_WORK ITEM:_ Give every line of the data again, exactly.
====== EXTRACTED RECORDS
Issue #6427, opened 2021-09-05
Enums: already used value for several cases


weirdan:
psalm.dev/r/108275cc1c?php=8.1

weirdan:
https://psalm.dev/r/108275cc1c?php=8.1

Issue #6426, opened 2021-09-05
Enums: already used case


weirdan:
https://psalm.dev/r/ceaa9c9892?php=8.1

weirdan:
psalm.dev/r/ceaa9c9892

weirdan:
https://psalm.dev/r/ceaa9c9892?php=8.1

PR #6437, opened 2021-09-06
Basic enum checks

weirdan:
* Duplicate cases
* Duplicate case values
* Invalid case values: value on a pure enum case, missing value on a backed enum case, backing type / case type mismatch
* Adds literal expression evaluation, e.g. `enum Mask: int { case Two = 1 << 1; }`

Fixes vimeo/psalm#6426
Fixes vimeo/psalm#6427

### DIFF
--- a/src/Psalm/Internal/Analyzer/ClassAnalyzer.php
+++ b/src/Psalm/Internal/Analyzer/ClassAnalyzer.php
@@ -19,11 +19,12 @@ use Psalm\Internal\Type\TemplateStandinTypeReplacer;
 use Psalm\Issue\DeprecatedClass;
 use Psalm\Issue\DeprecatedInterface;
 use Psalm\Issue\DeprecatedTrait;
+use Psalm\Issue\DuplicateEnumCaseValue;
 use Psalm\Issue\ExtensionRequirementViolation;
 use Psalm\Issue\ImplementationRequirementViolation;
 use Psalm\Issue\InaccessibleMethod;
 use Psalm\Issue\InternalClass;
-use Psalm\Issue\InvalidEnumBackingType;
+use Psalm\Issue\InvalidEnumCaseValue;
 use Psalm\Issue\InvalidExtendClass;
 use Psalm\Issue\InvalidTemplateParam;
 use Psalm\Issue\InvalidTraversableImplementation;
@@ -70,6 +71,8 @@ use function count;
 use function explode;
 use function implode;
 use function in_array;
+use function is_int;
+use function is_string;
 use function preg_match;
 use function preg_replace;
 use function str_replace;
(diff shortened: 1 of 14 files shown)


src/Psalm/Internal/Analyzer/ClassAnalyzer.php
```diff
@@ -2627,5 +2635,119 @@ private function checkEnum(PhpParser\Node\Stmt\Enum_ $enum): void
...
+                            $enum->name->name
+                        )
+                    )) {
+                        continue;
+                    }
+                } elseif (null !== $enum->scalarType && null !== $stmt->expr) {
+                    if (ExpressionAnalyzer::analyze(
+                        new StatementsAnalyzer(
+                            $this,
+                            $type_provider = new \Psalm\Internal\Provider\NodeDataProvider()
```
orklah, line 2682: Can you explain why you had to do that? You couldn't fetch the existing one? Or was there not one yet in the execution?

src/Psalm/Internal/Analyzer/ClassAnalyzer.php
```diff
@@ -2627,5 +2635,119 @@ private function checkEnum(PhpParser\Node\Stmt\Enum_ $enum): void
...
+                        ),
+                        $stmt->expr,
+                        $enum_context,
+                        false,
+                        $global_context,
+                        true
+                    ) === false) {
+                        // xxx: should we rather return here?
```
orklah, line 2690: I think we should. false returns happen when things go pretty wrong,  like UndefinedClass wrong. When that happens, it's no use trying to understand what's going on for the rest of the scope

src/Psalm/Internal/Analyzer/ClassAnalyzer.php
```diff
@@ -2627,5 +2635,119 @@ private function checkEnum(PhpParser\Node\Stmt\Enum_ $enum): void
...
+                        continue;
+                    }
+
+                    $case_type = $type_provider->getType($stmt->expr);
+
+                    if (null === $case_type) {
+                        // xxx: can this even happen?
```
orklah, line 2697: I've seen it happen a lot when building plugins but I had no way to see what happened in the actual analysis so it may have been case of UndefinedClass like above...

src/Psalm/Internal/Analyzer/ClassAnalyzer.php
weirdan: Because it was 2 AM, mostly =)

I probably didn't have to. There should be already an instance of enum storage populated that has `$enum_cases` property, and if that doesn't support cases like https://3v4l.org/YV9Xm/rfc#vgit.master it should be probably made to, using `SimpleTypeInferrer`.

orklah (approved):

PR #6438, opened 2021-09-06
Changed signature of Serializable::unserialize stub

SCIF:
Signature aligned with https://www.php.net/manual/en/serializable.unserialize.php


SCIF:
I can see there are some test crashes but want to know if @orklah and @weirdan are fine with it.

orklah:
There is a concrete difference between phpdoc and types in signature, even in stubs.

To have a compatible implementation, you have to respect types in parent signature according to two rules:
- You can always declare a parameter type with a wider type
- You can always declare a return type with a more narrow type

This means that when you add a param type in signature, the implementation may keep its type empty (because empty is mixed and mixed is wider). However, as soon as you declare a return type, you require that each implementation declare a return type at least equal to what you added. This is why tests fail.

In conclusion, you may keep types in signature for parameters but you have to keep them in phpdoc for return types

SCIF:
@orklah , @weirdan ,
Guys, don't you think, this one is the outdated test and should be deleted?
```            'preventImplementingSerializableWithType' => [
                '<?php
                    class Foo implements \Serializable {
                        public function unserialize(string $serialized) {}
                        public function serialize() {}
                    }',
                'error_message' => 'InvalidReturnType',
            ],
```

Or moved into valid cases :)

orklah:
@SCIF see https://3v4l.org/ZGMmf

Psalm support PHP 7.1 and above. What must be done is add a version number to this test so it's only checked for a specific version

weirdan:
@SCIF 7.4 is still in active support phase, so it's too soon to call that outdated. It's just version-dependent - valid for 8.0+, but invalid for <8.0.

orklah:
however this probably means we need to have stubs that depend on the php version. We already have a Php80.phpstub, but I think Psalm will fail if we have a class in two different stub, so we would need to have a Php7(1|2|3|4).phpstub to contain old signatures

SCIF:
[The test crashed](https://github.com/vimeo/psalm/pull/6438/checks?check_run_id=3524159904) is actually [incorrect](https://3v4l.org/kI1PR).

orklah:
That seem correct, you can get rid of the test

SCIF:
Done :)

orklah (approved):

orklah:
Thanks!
============
_SOLUTION TO THIS EXERCISE:_
Issue #6427, opened 2021-09-05
Enums: already used value for several cases


weirdan:
psalm.dev/r/108275cc1c?php=8.1

weirdan:
https://psalm.dev/r/108275cc1c?php=8.1

Issue #6426, opened 2021-09-05
Enums: already used case


weirdan:
https://psalm.dev/r/ceaa9c9892?php=8.1

weirdan:
psalm.dev/r/ceaa9c9892

weirdan:
https://psalm.dev/r/ceaa9c9892?php=8.1

PR #6437, opened 2021-09-06
Basic enum checks

weirdan:
* Duplicate cases
* Duplicate case values
* Invalid case values: value on a pure enum case, missing value on a backed enum case, backing type / case type mismatch
* Adds literal expression evaluation, e.g. `enum Mask: int { case Two = 1 << 1; }`

Fixes vimeo/psalm#6426
Fixes vimeo/psalm#6427

### DIFF
--- a/src/Psalm/Internal/Analyzer/ClassAnalyzer.php
+++ b/src/Psalm/Internal/Analyzer/ClassAnalyzer.php
@@ -19,11 +19,12 @@ use Psalm\Internal\Type\TemplateStandinTypeReplacer;
 use Psalm\Issue\DeprecatedClass;
 use Psalm\Issue\DeprecatedInterface;
 use Psalm\Issue\DeprecatedTrait;
+use Psalm\Issue\DuplicateEnumCaseValue;
 use Psalm\Issue\ExtensionRequirementViolation;
 use Psalm\Issue\ImplementationRequirementViolation;
 use Psalm\Issue\InaccessibleMethod;
 use Psalm\Issue\InternalClass;
-use Psalm\Issue\InvalidEnumBackingType;
+use Psalm\Issue\InvalidEnumCaseValue;
 use Psalm\Issue\InvalidExtendClass;
 use Psalm\Issue\InvalidTemplateParam;
 use Psalm\Issue\InvalidTraversableImplementation;
@@ -70,6 +71,8 @@ use function count;
 use function explode;
 use function implode;
 use function in_array;
+use function is_int;
+use function is_string;
 use function preg_match;
 use function preg_replace;
 use function str_replace;
(diff shortened: 1 of 14 files shown)


src/Psalm/Internal/Analyzer/ClassAnalyzer.php
```diff
@@ -2627,5 +2635,119 @@ private function checkEnum(PhpParser\Node\Stmt\Enum_ $enum): void
...
+                            $enum->name->name
+                        )
+                    )) {
+                        continue;
+                    }
+                } elseif (null !== $enum->scalarType && null !== $stmt->expr) {
+                    if (ExpressionAnalyzer::analyze(
+                        new StatementsAnalyzer(
+                            $this,
+                            $type_provider = new \Psalm\Internal\Provider\NodeDataProvider()
```
orklah, line 2682: Can you explain why you had to do that? You couldn't fetch the existing one? Or was there not one yet in the execution?

src/Psalm/Internal/Analyzer/ClassAnalyzer.php
```diff
@@ -2627,5 +2635,119 @@ private function checkEnum(PhpParser\Node\Stmt\Enum_ $enum): void
...
+                        ),
+                        $stmt->expr,
+                        $enum_context,
+                        false,
+                        $global_context,
+                        true
+                    ) === false) {
+                        // xxx: should we rather return here?
```
orklah, line 2690: I think we should. false returns happen when things go pretty wrong,  like UndefinedClass wrong. When that happens, it's no use trying to understand what's going on for the rest of the scope

src/Psalm/Internal/Analyzer/ClassAnalyzer.php
```diff
@@ -2627,5 +2635,119 @@ private function checkEnum(PhpParser\Node\Stmt\Enum_ $enum): void
...
+                        continue;
+                    }
+
+                    $case_type = $type_provider->getType($stmt->expr);
+
+                    if (null === $case_type) {
+                        // xxx: can this even happen?
```
orklah, line 2697: I've seen it happen a lot when building plugins but I had no way to see what happened in the actual analysis so it may have been case of UndefinedClass like above...

src/Psalm/Internal/Analyzer/ClassAnalyzer.php
weirdan: Because it was 2 AM, mostly =)

I probably didn't have to. There should be already an instance of enum storage populated that has `$enum_cases` property, and if that doesn't support cases like https://3v4l.org/YV9Xm/rfc#vgit.master it should be probably made to, using `SimpleTypeInferrer`.

orklah (approved):

PR #6438, opened 2021-09-06
Changed signature of Serializable::unserialize stub

SCIF:
Signature aligned with https://www.php.net/manual/en/serializable.unserialize.php


SCIF:
I can see there are some test crashes but want to know if @orklah and @weirdan are fine with it.

orklah:
There is a concrete difference between phpdoc and types in signature, even in stubs.

To have a compatible implementation, you have to respect types in parent signature according to two rules:
- You can always declare a parameter type with a wider type
- You can always declare a return type with a more narrow type

This means that when you add a param type in signature, the implementation may keep its type empty (because empty is mixed and mixed is wider). However, as soon as you declare a return type, you require that each implementation declare a return type at least equal to what you added. This is why tests fail.

In conclusion, you may keep types in signature for parameters but you have to keep them in phpdoc for return types

SCIF:
@orklah , @weirdan ,
Guys, don't you think, this one is the outdated test and should be deleted?
```            'preventImplementingSerializableWithType' => [
                '<?php
                    class Foo implements \Serializable {
                        public function unserialize(string $serialized) {}
                        public function serialize() {}
                    }',
                'error_message' => 'InvalidReturnType',
            ],
```

Or moved into valid cases :)

orklah:
@SCIF see https://3v4l.org/ZGMmf

Psalm support PHP 7.1 and above. What must be done is add a version number to this test so it's only checked for a specific version

weirdan:
@SCIF 7.4 is still in active support phase, so it's too soon to call that outdated. It's just version-dependent - valid for 8.0+, but invalid for <8.0.

orklah:
however this probably means we need to have stubs that depend on the php version. We already have a Php80.phpstub, but I think Psalm will fail if we have a class in two different stub, so we would need to have a Php7(1|2|3|4).phpstub to contain old signatures

SCIF:
[The test crashed](https://github.com/vimeo/psalm/pull/6438/checks?check_run_id=3524159904) is actually [incorrect](https://3v4l.org/kI1PR).

orklah:
That seem correct, you can get rid of the test

SCIF:
Done :)

orklah (approved):

orklah:
Thanks!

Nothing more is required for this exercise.